PR #889, opened 2023-01-14
Selective oil permeation model development

tarnold17:
## Summary/Motivation:
Add selective oil permeation unit model and property package

### Legal Acknowledgement


watertap/examples/SOP/SOP_prop_pack.py
```diff
@@ -0,0 +1,543 @@
...
+                "temperature": {"method": None},
+                "pressure": {"method": None},
+                "visc_d_phase_comp": {"method": "_visc_d_phase_comp"},
+                "dens_mass_phase_comp": {"method": "_dens_mass_phase_comp"},
+                "mass_frac_phase_comp": {"method": "_mass_frac_phase_comp"},
+                "flow_vol_phase_comp": {"method": "_flow_vol_phase_comp"},
+                "flow_vol_phase": {"method": "_flow_vol_phase"},
+                "flow_mass_phase": {"method": "_flow_mass_phase"},
+                "dens_mass_phase": {"method": "_dens_mass_phase"},
+                "vol_frac_phase_comp": {"method": "_vol_frac_phase_comp"},
```
adam-a-a: This looks like one of those properties that you'll need to throw into `obj.define_custom_properties`. See here for an example: https://github.com/watertap-org/watertap/pull/937/files

Note, this might not be the only property that you'll need to move out of this dict and move into `define_custom_properties`

watertap/examples/SOP/demo_SOP.py
```diff
@@ -0,0 +1,132 @@
+from pyomo.environ import (
```
adam-a-a: I am not sure how necessary this file is since it is essentially a copy of the test file. Maybe it could subsequently be built upon, e.g., by adding a feed pump at the beginning. We should consider whether we want to remove this file from this PR or followup with another PR to bolster this example. Not critical though

adam-a-a: A trivial comment: I think we should extend file names to `selective_oil_permeation` rather than SOP

tarnold17: I am on board with removing `demo_SOP.py` and using "selective_oil_permeation" instead of "SOP" in all names.

Do you think we should also get rid of `demo_SOP_prop_pack.py`?

watertap/examples/SOP/demo_SOP_prop_pack.py
```diff
@@ -0,0 +1,103 @@
+from pyomo.environ import ConcreteModel, assert_optimal_termination, value
```
adam-a-a: same comment as above

watertap/property_models/SOP_prop_pack.py
```diff
@@ -0,0 +1,551 @@
...
+            units=units.Pa,
+            doc="State pressure",
+        )
+
+    # -----------------------------------------------------------------------------
+    # Property Methods
+    # these property methods build variables and constraints on demand (i.e. only when asked
+    # for by a user or unit model)
+    def _visc_d_phase_comp(self):
+        self.visc_d_phase_comp = Param(
```
adam-a-a: I suppose we could get away with this, but for consistency purposes, we typically build the params on the parameter block above, then here, we'd do an `add_object_reference`. You can check out the multi_aq_sol_prop_pack and see an example or two of that (check it out for viscosity since the case for diffusivity may be a bit more complicated to read through)

watertap/property_models/SOP_prop_pack.py
```diff
@@ -0,0 +1,551 @@
...
+            initialize=1e-3,
+            units=units.kg * units.m**-1 * units.s**-1,
+            doc="Dynamic viscosity",
+        )
+
+        self.visc_d_phase_comp["Liq", "H2O"] = 1e-3
+        self.visc_d_phase_comp["Liq", "oil"] = 3.5e-3
+
+    def _dens_mass_phase_comp(self):
+        self.dens_mass_phase_comp = Param(
```
adam-a-a: same comment as above

watertap/property_models/SOP_prop_pack.py
```diff
@@ -0,0 +1,551 @@
...
+
+        self.eq_flow_mass_phase = Constraint(
+            self.params.phase_list, rule=rule_flow_mass_phase
+        )
+
+    def _dens_mass_phase(self):
+        self.dens_mass_phase = Var(
+            self.params.phase_list,
+            initialize=1e3,
+            bounds=(1e2, 2e3),
```
adam-a-a: not sure, but it could be a safer bet to relax this upper bound

watertap/property_models/SOP_prop_pack.py
```diff
@@ -0,0 +1,551 @@
...
+        self.eq_dens_mass_phase = Constraint(
+            self.params.phase_list, rule=rule_dens_mass_phase
+        )
+
+    def _vol_frac_phase_comp(self):
+        self.vol_frac_phase_comp = Var(
+            self.params.phase_list,
+            self.params.component_list,
+            initialize=0.1,
+            bounds=(None, None),
```
adam-a-a: Technically, bounds are 0 to 1, right?

watertap/property_models/SOP_prop_pack.py
```diff
@@ -0,0 +1,551 @@
...
+            self.params.component_list,
+            rule=rule_vol_frac_phase_comp,
+        )
+
+    def _conc_mass_phase_comp(self):
+        self.conc_mass_phase_comp = Var(
+            self.params.phase_list,
+            self.params.component_list,
+            initialize=1,
+            bounds=(None, None),
```
adam-a-a:
```suggestion
            domain=NonNegativeReals,
```
another way to write this

adam-a-a: actually I'm forgetting what the lower bound is for NonNegativeReals (i.e., 0 or None)

watertap/unit_models/selective_oil_permeation.py
```diff
@@ -0,0 +1,669 @@
...
+
+    def build(self):
+        # Call UnitModel.build to setup dynamics
+        super().build()
+
+        self.scaling_factor = Suffix(direction=Suffix.EXPORT)
+        units_meta = self.config.property_package.get_metadata().get_derived_units
+
+        # Add unit parameters
+        self.pore_diameter = Param(
```
adam-a-a, line 192: Why not make this a variable?

watertap/unit_models/selective_oil_permeation.py
```diff
@@ -0,0 +1,669 @@
...
+            mutable=True,
+            initialize=4e-8,
+            units=units_meta("length"),
+            doc="Average membrane pore diameter",
+        )
+
+        self.porosity = Param(
```
adam-a-a, line 199: Same comment- why not make it a var?

watertap/unit_models/selective_oil_permeation.py
```diff
@@ -0,0 +1,669 @@
...
+            initialize=150,
+            units=units.dimensionless,
+            doc="Permeability constant",
+        )
+
+        self.module_diameter = Param(
+            mutable=True,
+            initialize=0.064,
+            units=units_meta("length"),
+            doc="Module diameter",
```
adam-a-a, line 224: All of these can be variables that get fixed by the user after creating an instance of the unit model

watertap/unit_models/selective_oil_permeation.py
```diff
@@ -0,0 +1,669 @@
...
+            units=units_meta("length") * units_meta("time") ** -1,
+            doc="Oil volumetric flux if the feed was pure oil",
+        )
+
+        self.effective_area_ratio = Var(
+            self.flowsheet().config.time,
+            initialize=0.1,
+            bounds=(0.0, 1.0),
+            units=units.dimensionless,
+            doc="Effective area ratio",
```
adam-a-a: maybe a more descriptive doc would be good

watertap/unit_models/selective_oil_permeation.py
```diff
@@ -0,0 +1,669 @@
...
+            doc="Average transmembrane pressure",
+        )
+
+        self.liquid_velocity = Var(
+            self.flowsheet().config.time,
+            initialize=0.01,
+            bounds=(0.0, 1e3),
+            domain=NonNegativeReals,
+            units=units_meta("length") * units_meta("time") ** -1,
+            doc="Shell side liquid velocity at module inlet",
```
adam-a-a, line 348: I'd think that liquid_velocity could be calculated at the inlet and outlet, but this is set for inlet only. Maybe expand to include inlet and outlet?

watertap/unit_models/selective_oil_permeation.py
```diff
@@ -0,0 +1,669 @@
...
+        ):
+            self.deltaP = Reference(self.feed_side.deltaP)
+
+        @self.Constraint(
+            self.flowsheet().config.time,
+            doc="Average transmembrane pressure",
+        )
+        def eq_pressure_transmemb(b, t):
+            return (
+                b.pressure_transmemb[t]
```
adam-a-a:
```suggestion
                b.pressure_transmemb_avg[t]
```

adam-a-a: I'd add a qualifier here to denote that this is an average

watertap/unit_models/selective_oil_permeation.py
```diff
@@ -0,0 +1,669 @@
...
+            self.flowsheet().config.time,
+            self.config.property_package.phase_list,
+            self.config.property_package.component_list,
+            doc="Mass transfer term",
+        )
+        def eq_mass_transfer_term(b, t, p, j):
+            if j == "H2O":
+                self.feed_side.mass_transfer_term[t, p, "H2O"].fix(
+                    0
+                )  # no water transfer
```
adam-a-a, line 421: seems very ideal to assume _no_ water transfer

watertap/unit_models/selective_oil_permeation.py
```diff
@@ -0,0 +1,669 @@
...
+        )
+        def eq_permeate_isothermal(b, t):
+            return (
+                b.feed_side.properties_in[t].temperature
+                == b.properties_permeate[t].temperature
+            )
+
+        @self.Constraint(
+            self.flowsheet().config.time,
+            doc="Shell side iquid velocity",
```
adam-a-a:
```suggestion
            doc="Shell side liquid velocity",
```

watertap/unit_models/selective_oil_permeation.py
```diff
@@ -0,0 +1,669 @@
...
+        )
+        def eq_liquid_velocity(b, t):
+            return (
+                b.feed_side.properties_in[t].flow_vol_phase["Liq"]
+                == b.liquid_velocity[t] * 0.25 * Constants.pi * b.module_diameter**2
```
adam-a-a: If `liquid_velocity` doesn't get modified to include inlet and outlet conditions, I'd rename to `liquid_velocity_in`

watertap/unit_models/selective_oil_permeation.py
```diff
@@ -0,0 +1,669 @@
...
+        expr_dict = {}
+        var_dict["Membrane area"] = self.area
+        var_dict["Avg. transmembr. pressure"] = self.pressure_transmemb[time_point]
+        if hasattr(self, "deltaP"):
+            var_dict["Pressure drop"] = self.deltaP[time_point]
+        var_dict["Oil volumetric flux"] = self.flux_vol_oil[time_point]
+        var_dict["Pure oil volumetric flux"] = self.flux_vol_oil_pure[time_point]
+        var_dict["Effective area ratio"] = self.effective_area_ratio[time_point]
+        var_dict["Oil recovery"] = self.recovery_frac_oil[time_point]
+        var_dict["Shell side liquid velocity"] = self.liquid_velocity[time_point]
```
adam-a-a: Unless you change this to be velocity at inlet _and_ outlet, I'd specify this as "Shell side liquid velocity in"

adam-a-a (commented):
Nice job! I had a few comments for you to review but nothing too critical. Have a look, and I suspect after a couple tweaks, this should be ready to merge.

watertap/examples/SOP/demo_SOP.py
adam-a-a: I think so. If we are going to have an example, I think it should be a flowsheet which makes use of the prop model as well as other units, such as pumps, as well as a Feed and Product block. Alternatively, we could morph these demo files into something on the documentation side, serving as a how-to or tutorial perhaps

adam-a-a: But that could be for a future PR, if we decide to delve into this further. For this PR, I'd say remove both demo files. You should still be able to access them if ever you wanted to revamp them.

watertap/examples/SOP/demo_SOP_prop_pack.py
adam-a-a: I simply meant to delete this demo file too.

watertap/property_models/SOP_prop_pack.py
andrewlee94: Sometimes you can get away with this and get better solver behaviour (e.g. mole fractions). However, you need to ensure there is an implicit upper bound in place (e.g., if the sum of the fractions must equal one and the lower bound is zero, then all fractions have an implicit upper bound of 1).

watertap/property_models/SOP_prop_pack.py
andrewlee94: NonNegativeReals has an effective lower bound of 0 (although it is set separately from bounds in Pyomo). PsotiveReals has effective lower bound of epsilon.

watertap/property_models/SOP_prop_pack.py
```diff
@@ -0,0 +1,551 @@
...
+            self.params.phase_list,
+            self.params.component_list,
+            rule=rule_flow_vol_phase_comp,
+        )
+
+    def _flow_vol_phase(self):
+        self.flow_vol_phase = Var(
+            self.params.phase_list,
+            initialize=1e-3,
+            bounds=(None, None),
```
MarcusHolly:
```suggestion
            bounds=(0, None),
```
Edit: Just saw Andrew's response to a similar comment, so feel free to ignore these if there is an implicit upper bound in place

watertap/property_models/SOP_prop_pack.py
```diff
@@ -0,0 +1,551 @@
...
+
+        self.eq_flow_vol_phase = Constraint(
+            self.params.phase_list, rule=rule_flow_vol_phase
+        )
+
+    def _flow_mass_phase(self):
+        self.flow_mass_phase = Var(
+            self.params.phase_list,
+            initialize=1e-3,
+            bounds=(None, None),
```
MarcusHolly:
```suggestion
            bounds=(0, None),
```

watertap/property_models/SOP_prop_pack.py
```diff
@@ -0,0 +1,551 @@
...
+        super(SopStateBlockData, self).build()
+
+        self.scaling_factor = Suffix(direction=Suffix.EXPORT)
+
+        # first we create the state variables
+        self.flow_mass_phase_comp = Var(
+            self.params.phase_list,
+            self.params.component_list,
+            initialize={("Liq", "H2O"): 1, ("Liq", "oil"): 0.01},
+            bounds=(1e-15, 100),
```
MarcusHolly:
```suggestion
            bounds=(0, None),
```
I think these are the bounds that are traditionally used for flow_mass_phase_comp - unless there is a reason why these should be different

adam-a-a: I'll add here that, to my recollection, @bknueven 's tweaking of ipopt settings via ipopt-watertap, the default solver that we all use in WaterTAP now, helped enable us to use 0 instead of very small numbers (with regard to the lower bound). With regard to the upper bound, I agree that None is the better way. A user could always reset the upper bound to some desired value, subject to his/her use-case.

bknueven: We should use 0 if we mean 0 -- that is also consistent with the rest of the codebase.

watertap/property_models/SOP_prop_pack.py
tarnold17: @adam-a-a can you explain what you mean by "safer" in this context? And by "relax", do you mean to just make the upper bound higher, or to remove it altogether?

watertap/unit_models/selective_oil_permeation.py
```diff
@@ -0,0 +1,669 @@
...
+        super().build()
+
+        self.scaling_factor = Suffix(direction=Suffix.EXPORT)
+        units_meta = self.config.property_package.get_metadata().get_derived_units
+
+        # Add unit parameters
+        self.pore_diameter = Param(
+            mutable=True,
+            initialize=4e-8,
+            units=units_meta("length"),
```
MarcusHolly, line 195: It seems like our unit models aren't very consistent on this, but what's the advantage of using `units_meta` over `pyunits.m`? I assume it just allows the user to choose their own units, but what happens if they fail to specify units? Does it just default to `pyunits.m`? Ig what I'm getting at here is should we keep how we specify units consistent among unit models (it may not be worth the effort) and, if so, which alternative is better?

watertap/unit_models/selective_oil_permeation.py
tarnold17: Probably, but that is what the UT folks have told us to assume. I think this is the assumption we want to stick with for now.

TimBartholomew:
Hi guys, I feel like we should have a meeting to discuss what our objective is for developing the SOP model. I'll send out a poll via Slack.

watertap/unit_models/selective_oil_permeation.py
```diff
@@ -0,0 +1,669 @@
...
+        init_log.info("Initialization Complete: {}".format(idaeslog.condition(res)))
+
+        if not check_optimal_termination(res):
+            raise InitializationError(f"Unit model {self.name} failed to initialize")
+
+    def _get_performance_contents(self, time_point=0):
+        var_dict = {}
+        expr_dict = {}
+        var_dict["Membrane area"] = self.area
+        var_dict["Avg. transmembr. pressure"] = self.pressure_transmemb[time_point]
```
MarcusHolly:
```suggestion
        var_dict["Average transmembrane pressure"] = self.pressure_transmemb[time_point]
```
Is it worth typing this out fully?

watertap/unit_models/selective_oil_permeation.py
andrewlee94: `units_meta` takes its units from whatever property package is being used (also note there is a new, better API for this), whilst using Pyomo units picks a specific unit to use (and thus might need unit conversion latter).

watertap/unit_models/selective_oil_permeation.py
tarnold17: All of these `Param`s are things that we don't think it is likely that we will need/want to optimize over. So I opted to include them in the model as mutable `Param`s instead of as `Var`s. I figure that we can convert any of these parameters to variables later, if and when it is needed.

watertap/examples/SOP/SOP_prop_pack.py
tarnold17: I think this comment is no longer relevant. I'm going to resolve, but please reopen if I am wrong.

watertap/unit_models/selective_oil_permeation.py
tarnold17: For this model, the liquid velocity only at the inlet is needed - inlet liquid velocity is used in the correlation for effective area ratio. We could similarly calculate the outlet liquid velocity, but it's not needed for anything, so I haven't bothered to implement it.

watertap/examples/SOP/demo_SOP.py
tarnold17: Addressed in latest push

watertap/property_models/SOP_prop_pack.py
tarnold17: I changed the bounds to be `(0, None)`.

watertap/property_models/SOP_prop_pack.py
tarnold17: I changed the bounds to be `(0, 1)`.

watertap/property_models/SOP_prop_pack.py
tarnold17: I changed the bounds to be `(0, 1)` and the domain to be `NonNegativeReals`. Perhaps that's redundant, but it shouldn't hurt anything.

watertap/property_models/SOP_prop_pack.py
tarnold17: I took the suggestion and changed the bounds to `(0, None)`.

watertap/property_models/SOP_prop_pack.py
tarnold17: I changed the bounds to `(0, None)` as per Marcus' suggestion.

MarcusHolly (approved):
LGTM - looks like the only unresolved comment is the one about making things `Var` or `Param`. Personally, I would list them as variables, but perhaps leaving them as mutable parameters is fine for now. Regardless, I don't think this is something worth holding up the PR over.

adam-a-a (approved):
LGTM- @tarnold17 can you just make an issue reminding us of @MarcusHolly point that comments regarding vars or params weren't addressed?

watertap/unit_models/selective_oil_permeation.py
```diff
@@ -0,0 +1,674 @@
...
+from watertap.core import ControlVolume0DBlock, InitializationMixin
+
+
+_log = idaeslog.getLogger(__name__)
+
+
+@declare_process_block_class("SelectiveOilPermeation")
+class SelectiveOilPermeationData(InitializationMixin, UnitModelBlockData):
+    """
+    Selective oil permeation model.
```
adam-a-a: Would be good to add the reference used here

adam-a-a:
```suggestion
    Selective oil permeation model based on A.Y. Mercelat, C.M. Cooper, K.A. Kinney, F. Seibert, L.E. Katz, Mechanisms for Direct Separation of Oil from Water with Hydrophobic Hollow Fiber Membrane Contactors, ACS EST Eng. 1 (2021) 1074–1083. https://doi.org/10.1021/acsestengg.1c00055.

```

tarnold17: @adam-a-a thanks for taking care of this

TASK TO COMPLETE
Where a line of the entries contains the word "import", count it, then state the total and nothing else.

SOLVED PROBLEM
3